A Review of Solar-Powered EV Charging Systems and MCSA-Based Power Optimization

Abstract

A need for faster, dependable, and sustainable charging infrastructure has become clearly evident with the expanding use and growth of electric vehicles (EVs). Under this framework, solar-powered EV charging is considered a favorable solution to lessen dependence on the conventional grid for charging energy and consequently limit greenhouse-gas emission. The current review evaluates the various solar-based charging architectures, prime components of systems, power-electronic interfaces, and control strategies that have been proposed to optimize energy use in relation to a variation in solar irradiation conditions, while at the same time underlining their DC-DC converter, energy storage system, and charge-controlling action, which maintain the voltage, current, and state-of-charge (SOC) stable.
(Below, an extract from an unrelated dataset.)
PR #184, opened 2022-04-07
Relaxing validation of `allowed_uses` in `tls_locally_signed_cert` and `tls_self_signed_cert`

detro:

A prime idea behind the paper is the integration of intelligent optimization techniques for power management specifically utilizing the Modified Cuckoo Search Algorithm with Chaos Theory (MCSA). This facilitates an improvement in the performance of the converters, stability of the DC-link voltage, and proper power distribution between solar PV arrays, station batteries, and auxiliary energy sources. A comparison between the traditional P&O technique with constant-current limitation and the MCSA under constant and changing levels of irradiation demonstrates improved response times, quality and extraction of power, and handling of SOC from one to another irradiance range.